Both Park and Brown agree on the tough conversations. For them, being a good friend sometimes means challenging someone – not always telling them what they want to hear. And that’s been part of their relationship, too, Park says.
Now, at 27, Brown’s life and prospects for the future are filled with promise. He currently works with a non-profit that provides counseling to underserved high school juniors and seniors aimed at helping them get into college. He recently met Erica – the literal girl of his dreams.
“She’s amazing,” Brown says. “She definitely was made for me – her heart for people.” They plan to marry in June.
Steve Park will be there for that milestone, too.
"He was there when I got married,” Park says, remembering Brown singing at their service. “Now to see him get married – to be there and support him through it. To me, I think of it as a long term friendship, and hopefully one that will go on and keep growing."

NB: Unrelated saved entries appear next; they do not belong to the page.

PR #691, opened 2017-11-21
allow for a PAC form to be uploaded next to a video

akash1810:
You can choose an xml file next to your video in S3 for eventual consumption by a Pluto service.

You can upload the xml file independently of the video.

Upload to the server that then pushes it to S3 and sends a message on the kinesis stream for Pluto to consume.

image


public/video-ui/src/components/VideoUpload/YoutubeUpload.js
```diff
@@ -0,0 +1,67 @@
...
+
+    return (
+      <div className="video__detailbox video__detailbox__assets">
+        <div className="video__detailbox__header__container">
+          <header className="video__detailbox__header">
+            Upload to YouTube
+          </header>
+        </div>
+        <div className="form__group">
+          <ManagedForm
```
Reettaphant: Do we get anything useful from the managed form here when we are not using the managed field component?

public/video-ui/src/components/VideoUpload/YoutubeUpload.js
```diff
@@ -0,0 +1,67 @@
...
+            data={video}
+            updateData={this.props.saveVideo}
+            editable={true}
+            formName="YouTubeUpload"
+          >
+            <input
+              className="form__field"
+              type="file"
+              onChange={this.setFile}
+              disabled={!canUploadToYouTube || this.props.uploading}
```
Reettaphant: if they cannot upload to youtube because of missing data, should we tell them why - it could be confusing because teh missing fields are on the main video page.

akash1810: 👍 

image

public/video-ui/src/components/VideoUpload/YoutubeUpload.js
akash1810: good point! removed

akash1810:
@Reettaphant I've redone the server side logic after talking with @fredex42 about how/when to send a message on the stream

common/src/main/scala/com/gu/media/upload/PlutoUploadActions.scala
```diff
@@ -2,32 +2,39 @@ package com.gu.media.upload
...
-//          config.replyToAddresses)
-//
-//        plutoStore.put(plutoData)
+  def sendToPluto(plutoIntegrationData: PlutoIntegrationData): Unit = {
+    plutoIntegrationData match {
+      case plutoData: PlutoSyncMetadata => {
+        plutoData.projectId match {
+          case Some(_) => sendKinesisMessage(plutoIntegrationData)
+          case None => {
+            // TODO MRB: re-enable this once the project selector has been fixed
```
Reettaphant: Is the project selector fixed in this branch already?

akash1810: sadly no, I'm doing that now in a different PR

In the future, Brown and his soon-to-be wife hope to have children. Two of their own, he says, and two adopted “from the kind of environment I grew up in.” He’s looking forward to how God will be able to use him and his wife to impact others.
“The Bible says before he formed us in our mother’s womb, he knew us,” Brown says. And, he adds, he is right where he needs to be … and a big part of that he owes to this organization.
“Even to this day, I still feel myself being affected by my time at Little Lights,” he says, with a look that demonstrates how much he believes this to be true.
"If I could do it all again, I wouldn’t change a thing,” Brown says. “I wouldn’t change a thing."